Output only the lines below that start at the line containing "### LINKED ISSUE #2600: Fix" and end at the line containing "PG used to skip", with both ends kept.
"""
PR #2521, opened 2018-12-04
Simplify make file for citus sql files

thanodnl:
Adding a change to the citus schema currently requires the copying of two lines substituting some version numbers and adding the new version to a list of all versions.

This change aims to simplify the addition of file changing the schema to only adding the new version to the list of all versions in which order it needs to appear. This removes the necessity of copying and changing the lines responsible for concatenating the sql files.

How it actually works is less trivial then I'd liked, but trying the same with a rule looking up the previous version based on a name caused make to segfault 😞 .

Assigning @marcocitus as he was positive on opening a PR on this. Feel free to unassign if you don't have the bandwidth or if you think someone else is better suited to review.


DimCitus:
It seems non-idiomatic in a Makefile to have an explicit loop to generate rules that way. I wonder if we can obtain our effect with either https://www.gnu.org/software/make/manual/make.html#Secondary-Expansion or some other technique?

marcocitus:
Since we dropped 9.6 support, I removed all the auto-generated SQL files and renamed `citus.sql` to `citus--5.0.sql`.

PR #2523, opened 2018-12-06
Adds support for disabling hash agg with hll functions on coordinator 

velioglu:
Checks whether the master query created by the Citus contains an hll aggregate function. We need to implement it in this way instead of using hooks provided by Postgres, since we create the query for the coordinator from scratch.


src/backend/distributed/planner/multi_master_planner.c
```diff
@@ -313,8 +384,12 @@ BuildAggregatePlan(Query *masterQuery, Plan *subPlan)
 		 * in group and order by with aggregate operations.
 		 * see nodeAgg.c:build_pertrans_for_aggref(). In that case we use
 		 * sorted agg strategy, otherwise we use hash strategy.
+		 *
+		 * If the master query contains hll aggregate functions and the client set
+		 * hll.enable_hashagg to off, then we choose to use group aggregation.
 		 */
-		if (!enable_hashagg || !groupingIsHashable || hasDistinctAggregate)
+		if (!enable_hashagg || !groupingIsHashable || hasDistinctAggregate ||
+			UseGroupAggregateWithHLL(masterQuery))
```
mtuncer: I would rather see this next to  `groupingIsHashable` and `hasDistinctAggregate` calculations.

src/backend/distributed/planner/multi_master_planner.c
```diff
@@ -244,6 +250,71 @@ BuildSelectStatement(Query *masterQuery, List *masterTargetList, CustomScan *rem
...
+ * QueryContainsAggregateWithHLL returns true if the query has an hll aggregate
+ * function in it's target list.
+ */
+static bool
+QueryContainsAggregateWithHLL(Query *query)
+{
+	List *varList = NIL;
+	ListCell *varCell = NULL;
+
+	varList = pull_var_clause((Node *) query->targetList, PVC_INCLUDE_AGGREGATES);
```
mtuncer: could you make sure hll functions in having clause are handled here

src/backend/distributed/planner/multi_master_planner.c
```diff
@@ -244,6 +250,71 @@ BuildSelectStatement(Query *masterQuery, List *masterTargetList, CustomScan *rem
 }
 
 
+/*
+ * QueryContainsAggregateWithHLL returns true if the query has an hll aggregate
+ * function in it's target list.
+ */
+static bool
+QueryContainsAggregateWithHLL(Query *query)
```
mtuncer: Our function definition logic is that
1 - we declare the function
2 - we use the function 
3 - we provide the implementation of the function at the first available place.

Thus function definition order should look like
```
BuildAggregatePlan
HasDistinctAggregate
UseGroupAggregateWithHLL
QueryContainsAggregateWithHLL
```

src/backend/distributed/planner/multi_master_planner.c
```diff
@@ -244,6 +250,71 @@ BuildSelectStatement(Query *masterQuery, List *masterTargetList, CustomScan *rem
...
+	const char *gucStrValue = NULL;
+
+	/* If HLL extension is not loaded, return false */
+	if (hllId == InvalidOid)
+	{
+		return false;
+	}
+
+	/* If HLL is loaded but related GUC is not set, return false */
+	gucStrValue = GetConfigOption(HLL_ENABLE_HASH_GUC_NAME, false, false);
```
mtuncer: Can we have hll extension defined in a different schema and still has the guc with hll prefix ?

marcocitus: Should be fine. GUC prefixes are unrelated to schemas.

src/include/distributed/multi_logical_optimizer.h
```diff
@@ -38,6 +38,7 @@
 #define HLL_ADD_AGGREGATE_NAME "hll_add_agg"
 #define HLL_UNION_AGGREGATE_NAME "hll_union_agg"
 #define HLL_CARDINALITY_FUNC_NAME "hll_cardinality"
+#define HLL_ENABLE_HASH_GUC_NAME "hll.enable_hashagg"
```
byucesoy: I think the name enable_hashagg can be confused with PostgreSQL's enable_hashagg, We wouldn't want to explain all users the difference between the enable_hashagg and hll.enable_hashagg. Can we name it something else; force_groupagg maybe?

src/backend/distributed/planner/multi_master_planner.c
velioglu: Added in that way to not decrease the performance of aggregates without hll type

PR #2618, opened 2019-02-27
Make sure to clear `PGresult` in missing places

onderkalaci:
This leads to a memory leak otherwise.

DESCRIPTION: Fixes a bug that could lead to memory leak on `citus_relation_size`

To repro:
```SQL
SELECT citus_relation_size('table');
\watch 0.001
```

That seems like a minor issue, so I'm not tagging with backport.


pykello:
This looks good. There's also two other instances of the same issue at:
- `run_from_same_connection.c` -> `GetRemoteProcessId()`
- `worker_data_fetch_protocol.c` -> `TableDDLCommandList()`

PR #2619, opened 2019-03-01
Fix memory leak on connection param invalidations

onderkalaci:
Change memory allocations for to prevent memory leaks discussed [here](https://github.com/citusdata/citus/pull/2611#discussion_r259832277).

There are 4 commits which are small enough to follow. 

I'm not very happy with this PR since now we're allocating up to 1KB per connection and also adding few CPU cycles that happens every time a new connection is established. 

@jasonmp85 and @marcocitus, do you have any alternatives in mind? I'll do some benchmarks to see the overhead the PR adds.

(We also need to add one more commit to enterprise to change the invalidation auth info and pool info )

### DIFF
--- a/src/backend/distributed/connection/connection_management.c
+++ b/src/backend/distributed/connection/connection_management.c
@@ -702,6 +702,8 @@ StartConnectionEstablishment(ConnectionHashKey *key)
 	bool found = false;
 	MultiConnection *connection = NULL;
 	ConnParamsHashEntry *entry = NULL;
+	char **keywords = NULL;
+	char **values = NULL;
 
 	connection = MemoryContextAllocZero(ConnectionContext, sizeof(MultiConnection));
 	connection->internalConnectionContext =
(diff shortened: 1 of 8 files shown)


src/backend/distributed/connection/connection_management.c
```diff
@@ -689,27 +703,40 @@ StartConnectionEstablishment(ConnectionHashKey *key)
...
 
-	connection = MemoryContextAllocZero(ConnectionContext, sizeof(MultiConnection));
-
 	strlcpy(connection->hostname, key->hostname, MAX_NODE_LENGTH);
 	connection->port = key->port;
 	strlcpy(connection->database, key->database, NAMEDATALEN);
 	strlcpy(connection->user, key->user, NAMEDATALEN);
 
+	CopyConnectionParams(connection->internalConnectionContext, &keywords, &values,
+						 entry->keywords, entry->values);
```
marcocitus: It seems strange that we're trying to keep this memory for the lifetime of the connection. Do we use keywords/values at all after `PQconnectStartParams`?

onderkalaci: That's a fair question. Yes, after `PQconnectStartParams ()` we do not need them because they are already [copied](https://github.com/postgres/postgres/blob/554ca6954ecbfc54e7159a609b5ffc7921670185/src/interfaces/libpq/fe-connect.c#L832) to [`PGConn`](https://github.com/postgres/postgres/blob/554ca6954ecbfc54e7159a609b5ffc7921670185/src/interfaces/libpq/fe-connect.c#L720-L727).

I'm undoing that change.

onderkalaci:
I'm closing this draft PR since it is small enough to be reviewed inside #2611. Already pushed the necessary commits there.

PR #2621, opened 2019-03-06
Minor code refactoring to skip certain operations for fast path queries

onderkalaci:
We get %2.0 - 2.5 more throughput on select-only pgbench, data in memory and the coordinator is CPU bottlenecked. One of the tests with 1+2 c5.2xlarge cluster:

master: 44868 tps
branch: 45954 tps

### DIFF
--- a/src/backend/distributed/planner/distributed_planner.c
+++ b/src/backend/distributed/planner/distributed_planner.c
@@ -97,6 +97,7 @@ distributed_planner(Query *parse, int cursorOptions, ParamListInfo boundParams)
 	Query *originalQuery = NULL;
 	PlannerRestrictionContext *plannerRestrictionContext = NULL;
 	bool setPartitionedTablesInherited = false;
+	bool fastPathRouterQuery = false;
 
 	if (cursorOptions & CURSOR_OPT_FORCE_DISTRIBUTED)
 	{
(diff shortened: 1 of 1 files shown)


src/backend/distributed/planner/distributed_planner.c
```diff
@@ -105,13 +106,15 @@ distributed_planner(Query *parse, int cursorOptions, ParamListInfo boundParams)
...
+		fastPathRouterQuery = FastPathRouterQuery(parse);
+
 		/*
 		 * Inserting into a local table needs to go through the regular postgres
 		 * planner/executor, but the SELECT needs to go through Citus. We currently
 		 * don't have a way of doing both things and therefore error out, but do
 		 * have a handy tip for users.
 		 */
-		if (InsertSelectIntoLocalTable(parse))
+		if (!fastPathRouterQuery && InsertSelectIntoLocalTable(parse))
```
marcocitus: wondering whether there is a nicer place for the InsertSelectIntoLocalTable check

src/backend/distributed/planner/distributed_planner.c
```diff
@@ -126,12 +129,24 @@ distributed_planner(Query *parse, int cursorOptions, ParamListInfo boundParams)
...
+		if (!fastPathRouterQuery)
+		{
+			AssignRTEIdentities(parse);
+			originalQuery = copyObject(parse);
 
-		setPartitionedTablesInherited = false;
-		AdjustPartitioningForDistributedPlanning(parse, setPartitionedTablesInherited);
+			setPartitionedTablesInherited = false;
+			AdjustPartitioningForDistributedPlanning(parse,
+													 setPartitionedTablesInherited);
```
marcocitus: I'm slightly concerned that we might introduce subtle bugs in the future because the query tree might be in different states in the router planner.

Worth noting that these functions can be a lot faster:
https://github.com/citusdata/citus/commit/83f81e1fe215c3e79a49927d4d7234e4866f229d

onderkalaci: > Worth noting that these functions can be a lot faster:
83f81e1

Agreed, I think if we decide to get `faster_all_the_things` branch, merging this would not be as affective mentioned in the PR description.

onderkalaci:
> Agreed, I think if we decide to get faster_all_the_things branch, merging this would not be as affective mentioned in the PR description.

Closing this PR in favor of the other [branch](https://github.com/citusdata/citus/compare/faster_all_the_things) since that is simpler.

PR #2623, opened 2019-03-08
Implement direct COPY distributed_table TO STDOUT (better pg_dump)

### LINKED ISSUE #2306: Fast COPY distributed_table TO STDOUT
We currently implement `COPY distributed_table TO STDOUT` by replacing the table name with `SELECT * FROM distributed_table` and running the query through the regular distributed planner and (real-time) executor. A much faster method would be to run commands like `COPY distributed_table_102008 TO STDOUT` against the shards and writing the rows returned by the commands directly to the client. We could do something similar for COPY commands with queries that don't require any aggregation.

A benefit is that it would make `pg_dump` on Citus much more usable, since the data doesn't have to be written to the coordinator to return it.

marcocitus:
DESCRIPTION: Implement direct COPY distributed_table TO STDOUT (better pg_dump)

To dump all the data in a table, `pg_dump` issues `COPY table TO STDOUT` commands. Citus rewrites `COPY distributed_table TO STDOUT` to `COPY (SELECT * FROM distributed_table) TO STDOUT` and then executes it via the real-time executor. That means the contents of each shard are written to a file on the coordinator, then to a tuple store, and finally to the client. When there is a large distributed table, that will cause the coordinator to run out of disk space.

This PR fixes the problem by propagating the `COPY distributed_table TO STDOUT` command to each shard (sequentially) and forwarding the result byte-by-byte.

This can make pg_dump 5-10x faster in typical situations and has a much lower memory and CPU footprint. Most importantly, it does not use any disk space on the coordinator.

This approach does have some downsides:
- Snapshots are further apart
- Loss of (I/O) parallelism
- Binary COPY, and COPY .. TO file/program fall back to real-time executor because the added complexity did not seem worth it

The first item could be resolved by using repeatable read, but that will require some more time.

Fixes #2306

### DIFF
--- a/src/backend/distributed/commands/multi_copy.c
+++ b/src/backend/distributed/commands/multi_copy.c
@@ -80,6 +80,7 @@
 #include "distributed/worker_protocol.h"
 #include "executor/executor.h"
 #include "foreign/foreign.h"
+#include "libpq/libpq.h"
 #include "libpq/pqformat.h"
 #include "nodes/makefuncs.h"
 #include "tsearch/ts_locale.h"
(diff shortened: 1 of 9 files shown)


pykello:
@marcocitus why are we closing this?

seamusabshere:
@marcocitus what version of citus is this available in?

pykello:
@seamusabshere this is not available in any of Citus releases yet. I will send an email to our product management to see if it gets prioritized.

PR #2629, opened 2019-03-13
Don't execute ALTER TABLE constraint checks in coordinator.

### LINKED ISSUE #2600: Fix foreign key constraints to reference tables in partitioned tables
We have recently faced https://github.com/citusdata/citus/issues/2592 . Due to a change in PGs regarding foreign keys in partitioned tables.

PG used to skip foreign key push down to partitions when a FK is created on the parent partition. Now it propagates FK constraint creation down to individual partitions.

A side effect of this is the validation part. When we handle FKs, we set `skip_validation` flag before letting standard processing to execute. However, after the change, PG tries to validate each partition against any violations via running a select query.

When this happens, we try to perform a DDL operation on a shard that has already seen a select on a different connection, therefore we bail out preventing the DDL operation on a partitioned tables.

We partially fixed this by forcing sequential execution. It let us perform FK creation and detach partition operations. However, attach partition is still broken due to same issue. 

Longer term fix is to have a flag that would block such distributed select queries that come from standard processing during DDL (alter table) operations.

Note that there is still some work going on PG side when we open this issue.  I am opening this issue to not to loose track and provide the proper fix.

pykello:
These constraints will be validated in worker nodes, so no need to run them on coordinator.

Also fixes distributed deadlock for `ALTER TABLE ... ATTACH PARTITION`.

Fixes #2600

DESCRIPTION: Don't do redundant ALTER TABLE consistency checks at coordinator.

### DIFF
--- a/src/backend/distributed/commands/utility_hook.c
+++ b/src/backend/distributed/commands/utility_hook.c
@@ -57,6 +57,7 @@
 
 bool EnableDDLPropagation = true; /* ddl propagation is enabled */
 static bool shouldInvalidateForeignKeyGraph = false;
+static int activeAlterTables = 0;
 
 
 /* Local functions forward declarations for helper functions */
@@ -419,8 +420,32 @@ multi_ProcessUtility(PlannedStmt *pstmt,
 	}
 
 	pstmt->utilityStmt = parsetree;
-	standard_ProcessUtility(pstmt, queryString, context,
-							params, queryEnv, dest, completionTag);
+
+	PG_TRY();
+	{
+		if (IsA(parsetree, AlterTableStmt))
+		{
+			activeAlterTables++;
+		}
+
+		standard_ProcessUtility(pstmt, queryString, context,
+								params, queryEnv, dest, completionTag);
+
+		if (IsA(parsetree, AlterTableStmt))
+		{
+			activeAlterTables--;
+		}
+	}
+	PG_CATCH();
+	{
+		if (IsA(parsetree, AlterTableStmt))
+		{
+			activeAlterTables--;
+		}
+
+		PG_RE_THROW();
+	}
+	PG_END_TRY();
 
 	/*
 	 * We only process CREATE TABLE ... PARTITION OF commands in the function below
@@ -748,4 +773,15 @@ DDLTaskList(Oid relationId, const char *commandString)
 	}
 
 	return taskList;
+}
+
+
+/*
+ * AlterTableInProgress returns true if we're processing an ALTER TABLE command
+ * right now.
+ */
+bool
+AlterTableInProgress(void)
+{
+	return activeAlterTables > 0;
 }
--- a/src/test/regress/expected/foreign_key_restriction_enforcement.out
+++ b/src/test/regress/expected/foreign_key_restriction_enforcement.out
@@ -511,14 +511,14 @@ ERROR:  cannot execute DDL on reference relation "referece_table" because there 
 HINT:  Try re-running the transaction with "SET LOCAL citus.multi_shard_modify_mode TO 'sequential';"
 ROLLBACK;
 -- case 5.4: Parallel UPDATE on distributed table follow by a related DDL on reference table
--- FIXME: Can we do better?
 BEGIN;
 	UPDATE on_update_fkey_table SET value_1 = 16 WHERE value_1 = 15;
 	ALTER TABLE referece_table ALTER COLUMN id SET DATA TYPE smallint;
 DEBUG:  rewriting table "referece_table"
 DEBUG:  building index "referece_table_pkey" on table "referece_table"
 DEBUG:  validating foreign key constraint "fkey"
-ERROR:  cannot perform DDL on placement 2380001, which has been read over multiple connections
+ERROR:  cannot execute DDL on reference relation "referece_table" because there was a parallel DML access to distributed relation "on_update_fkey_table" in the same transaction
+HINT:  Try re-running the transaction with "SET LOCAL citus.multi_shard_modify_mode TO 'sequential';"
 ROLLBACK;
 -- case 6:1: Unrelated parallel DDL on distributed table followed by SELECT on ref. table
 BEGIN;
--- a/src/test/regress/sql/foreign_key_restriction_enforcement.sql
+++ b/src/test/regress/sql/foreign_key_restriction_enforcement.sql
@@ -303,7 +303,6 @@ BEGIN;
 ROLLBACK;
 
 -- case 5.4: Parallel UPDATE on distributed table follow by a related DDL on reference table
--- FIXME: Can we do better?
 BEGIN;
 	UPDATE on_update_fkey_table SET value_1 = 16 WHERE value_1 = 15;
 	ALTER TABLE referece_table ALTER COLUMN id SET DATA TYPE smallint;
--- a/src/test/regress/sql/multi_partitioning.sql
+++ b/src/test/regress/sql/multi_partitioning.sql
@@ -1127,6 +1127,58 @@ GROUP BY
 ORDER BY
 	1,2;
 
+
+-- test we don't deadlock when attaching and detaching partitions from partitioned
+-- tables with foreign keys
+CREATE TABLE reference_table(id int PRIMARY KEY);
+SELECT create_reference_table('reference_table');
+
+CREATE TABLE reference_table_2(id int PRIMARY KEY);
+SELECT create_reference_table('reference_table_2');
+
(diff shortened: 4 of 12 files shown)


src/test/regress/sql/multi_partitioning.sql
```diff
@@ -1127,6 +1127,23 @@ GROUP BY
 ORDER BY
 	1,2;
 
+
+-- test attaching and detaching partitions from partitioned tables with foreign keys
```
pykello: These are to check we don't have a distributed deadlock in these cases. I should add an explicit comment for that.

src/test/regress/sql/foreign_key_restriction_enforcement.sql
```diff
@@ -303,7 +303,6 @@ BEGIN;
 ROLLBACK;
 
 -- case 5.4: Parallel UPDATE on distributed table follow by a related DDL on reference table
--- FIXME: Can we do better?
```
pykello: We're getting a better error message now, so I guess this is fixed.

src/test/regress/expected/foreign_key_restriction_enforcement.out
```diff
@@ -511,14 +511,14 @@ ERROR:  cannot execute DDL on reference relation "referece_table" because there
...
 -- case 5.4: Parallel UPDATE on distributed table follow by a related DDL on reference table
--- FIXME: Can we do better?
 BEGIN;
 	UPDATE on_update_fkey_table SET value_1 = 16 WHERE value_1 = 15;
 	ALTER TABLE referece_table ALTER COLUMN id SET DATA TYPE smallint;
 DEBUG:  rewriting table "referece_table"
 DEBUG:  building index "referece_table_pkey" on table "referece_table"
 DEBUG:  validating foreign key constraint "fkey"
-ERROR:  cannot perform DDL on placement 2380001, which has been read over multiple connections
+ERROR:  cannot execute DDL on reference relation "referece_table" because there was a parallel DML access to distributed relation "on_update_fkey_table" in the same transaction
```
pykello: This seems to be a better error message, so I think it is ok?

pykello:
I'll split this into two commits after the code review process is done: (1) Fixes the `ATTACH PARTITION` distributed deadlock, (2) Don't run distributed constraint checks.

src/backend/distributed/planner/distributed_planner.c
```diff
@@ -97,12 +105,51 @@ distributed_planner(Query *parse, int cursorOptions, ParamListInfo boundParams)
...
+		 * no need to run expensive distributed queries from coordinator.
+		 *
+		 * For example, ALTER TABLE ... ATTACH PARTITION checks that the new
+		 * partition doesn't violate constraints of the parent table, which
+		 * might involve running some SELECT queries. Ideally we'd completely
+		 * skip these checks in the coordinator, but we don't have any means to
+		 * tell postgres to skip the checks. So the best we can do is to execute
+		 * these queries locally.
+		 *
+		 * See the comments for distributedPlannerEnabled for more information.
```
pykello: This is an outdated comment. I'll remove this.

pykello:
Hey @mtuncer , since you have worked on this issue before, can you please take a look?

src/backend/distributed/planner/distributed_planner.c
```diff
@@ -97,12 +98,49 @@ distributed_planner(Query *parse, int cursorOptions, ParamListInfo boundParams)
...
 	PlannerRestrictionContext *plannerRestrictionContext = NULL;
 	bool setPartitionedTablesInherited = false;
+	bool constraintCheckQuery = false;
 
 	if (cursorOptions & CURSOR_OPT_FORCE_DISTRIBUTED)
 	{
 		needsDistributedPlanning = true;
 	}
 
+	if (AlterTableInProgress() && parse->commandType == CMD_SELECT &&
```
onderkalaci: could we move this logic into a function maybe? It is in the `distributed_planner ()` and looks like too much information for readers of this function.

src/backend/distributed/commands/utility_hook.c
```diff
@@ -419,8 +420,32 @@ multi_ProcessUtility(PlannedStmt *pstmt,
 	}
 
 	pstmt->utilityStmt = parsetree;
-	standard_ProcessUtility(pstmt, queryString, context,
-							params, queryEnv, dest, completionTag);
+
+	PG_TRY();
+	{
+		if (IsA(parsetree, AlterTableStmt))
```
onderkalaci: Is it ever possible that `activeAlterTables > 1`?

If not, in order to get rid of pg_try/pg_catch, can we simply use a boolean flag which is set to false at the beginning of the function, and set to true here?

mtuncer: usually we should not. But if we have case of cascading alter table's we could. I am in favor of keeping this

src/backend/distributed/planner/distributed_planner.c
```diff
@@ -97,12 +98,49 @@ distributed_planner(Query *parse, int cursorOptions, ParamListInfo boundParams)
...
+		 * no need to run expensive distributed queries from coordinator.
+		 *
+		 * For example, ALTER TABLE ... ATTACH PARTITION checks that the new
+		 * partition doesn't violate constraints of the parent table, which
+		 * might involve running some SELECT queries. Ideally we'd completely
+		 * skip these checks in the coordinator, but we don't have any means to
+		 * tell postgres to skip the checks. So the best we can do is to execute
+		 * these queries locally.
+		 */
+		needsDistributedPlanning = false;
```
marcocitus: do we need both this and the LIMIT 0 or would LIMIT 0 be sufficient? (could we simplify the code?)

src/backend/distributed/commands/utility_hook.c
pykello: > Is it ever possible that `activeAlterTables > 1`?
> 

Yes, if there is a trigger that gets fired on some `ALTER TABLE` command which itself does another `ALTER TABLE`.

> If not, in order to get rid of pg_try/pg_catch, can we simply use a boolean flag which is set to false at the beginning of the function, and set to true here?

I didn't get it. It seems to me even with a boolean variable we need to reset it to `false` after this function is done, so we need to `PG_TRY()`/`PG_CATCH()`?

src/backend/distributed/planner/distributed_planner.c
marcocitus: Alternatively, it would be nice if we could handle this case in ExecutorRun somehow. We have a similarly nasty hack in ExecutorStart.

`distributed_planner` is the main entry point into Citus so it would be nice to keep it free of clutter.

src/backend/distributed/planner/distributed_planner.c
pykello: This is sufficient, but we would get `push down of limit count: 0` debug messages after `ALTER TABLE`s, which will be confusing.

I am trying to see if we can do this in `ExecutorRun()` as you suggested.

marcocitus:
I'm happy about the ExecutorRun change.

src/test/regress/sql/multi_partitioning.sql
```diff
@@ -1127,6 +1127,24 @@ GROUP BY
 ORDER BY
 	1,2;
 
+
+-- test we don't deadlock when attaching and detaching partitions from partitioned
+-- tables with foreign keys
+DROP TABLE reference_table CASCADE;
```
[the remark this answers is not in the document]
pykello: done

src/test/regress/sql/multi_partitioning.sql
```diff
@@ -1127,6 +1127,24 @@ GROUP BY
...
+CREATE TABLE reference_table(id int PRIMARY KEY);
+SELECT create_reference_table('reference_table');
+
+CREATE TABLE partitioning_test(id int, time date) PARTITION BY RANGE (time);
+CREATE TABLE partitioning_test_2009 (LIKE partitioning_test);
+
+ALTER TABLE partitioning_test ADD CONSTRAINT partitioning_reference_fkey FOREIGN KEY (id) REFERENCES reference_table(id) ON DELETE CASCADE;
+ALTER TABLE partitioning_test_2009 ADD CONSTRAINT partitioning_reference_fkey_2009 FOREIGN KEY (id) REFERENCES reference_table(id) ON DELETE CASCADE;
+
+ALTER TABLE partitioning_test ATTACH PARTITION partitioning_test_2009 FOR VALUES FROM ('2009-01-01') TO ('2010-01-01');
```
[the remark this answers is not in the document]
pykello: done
"""
## Answer for this exercise
### LINKED ISSUE #2600: Fix foreign key constraints to reference tables in partitioned tables
We have recently faced https://github.com/citusdata/citus/issues/2592 . Due to a change in PGs regarding foreign keys in partitioned tables.

PG used to skip foreign key push down to partitions when a FK is created on the parent partition. Now it propagates FK constraint creation down to individual partitions.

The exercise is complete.